In an exclusive interview with BetaKit, Part3 co-founder and CEO Jack Sadler said the startup has since found product-market fit with a core group of architecture, engineering, and design firms, and now plans to move into serving owners and contractors, while also embedding deeper analytics and more automation into its software.

“The vision is bigger,” Sadler said. “The vision is bolder. We’re viewing ourselves now as having an opportunity not only to make construction faster for designers but … to be an operating system that can connect everyone in construction.”

Part3’s all-equity seed round closed earlier this month and was led by Chicago Ventures with participation from fellow new investors including Toronto-based Graphite Ventures, Levelset founder Scott Wolfe, Rubikloud founder Kerry Liu, and investor and Levelset board member Bart Swanson.

The financing, which also saw follow-on support from Capital Angel Network, brings Part3’s total funding to over $3.4 million CAD, including $625,000 in pre-seed capital from 2022. Per Sadler, Part3’s latest round came at a $9.5 million pre-money valuation.

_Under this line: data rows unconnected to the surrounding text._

PR #941, opened 2022-05-27
[Docs] Update wording for amazonec2_config userdata

dkeightley:
It appears this argument does not read a file, and expects userdata inline

### DIFF
--- a/docs/resources/machine_config_v2.md
+++ b/docs/resources/machine_config_v2.md
@@ -123,7 +123,7 @@ The following attributes are exported:
 * `tags` - (Optional) AWS Tags (e.g. key1,value1,key2,value2) (string)
 * `use_ebs_optimized_instance` - (Optional) Create an EBS optimized instance. Default `false` (bool)
 * `use_private_address` - (Optional) Force the usage of private IP address. Default `false` (bool)
-* `userdata` - (Optional) Path to file with cloud-init user data (string)
+* `userdata` - (Optional) UserData content of cloud-init (string)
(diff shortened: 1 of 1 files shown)


a-blender (changes requested):
`userdata` is located in the docs in many more places than just this one line. To update the docs, please
* Add your test steps to verify that `user data` only expects data inline and not via a file. Did you just see this behavior with EC2? With other providers?
* Update all instances of this field in the docs.

kkaempf:
closing stale PRs.

dkeightley:
Sorry, just got alerted to this.

> `userdata` is located in the docs in many more places than just this one line. To update the docs, please
> 
>     * Add your test steps to verify that `user data` only expects data inline and not via a file. Did you just see this behavior with EC2? With other providers?

If my interpretation is accurate, the provider is not copying the file or contents, but [passing the value as a string](https://github.com/rancher/terraform-provider-rancher2/blob/master/rancher2/structure_machine_config_v2_amazonec2.go#L50) to the API, so providing a file would be unusual, the [API schema](https://github.com/rancher/rancher/blob/release/v2.8/pkg/client/generated/management/v3/zz_generated_node_group.go) appears to align.

Here's an example I built some time back: https://gist.github.com/dkeightley/6e8e3de9567e2ca9c63294171d45c828#file-main-tf-L70-L76

> 
>     * Update all instances of this field in the docs.

I'll check through the other node drivers if you agree this is a desired change @a-blender?

dkeightley:
Reopening as per the above, please close if this change is not desired.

“We are very excited for a platform built to serve architects and engineers in the same way that Procore is purpose-built for [general contractors],” Chicago Ventures partner Jackie DiMonte told BetaKit.

Wolfe knows the industry Part3 serves well—he’s responsible for one of the largest construction-tech success stories in recent memory. As founder and CEO, Wolfe built New Orleans-based construction-payments firm Levelset and sold it to Procore in 2021 for $500 million USD.

According to Wolfe, construction administration is critical, touches nearly every project stakeholder, and impacts everything from bidding to changes, dispute resolution, and payment. But despite its importance, he told BetaKit that existing tech in the construction admin space—particularly solutions for design firms—“leaves so much wanting.”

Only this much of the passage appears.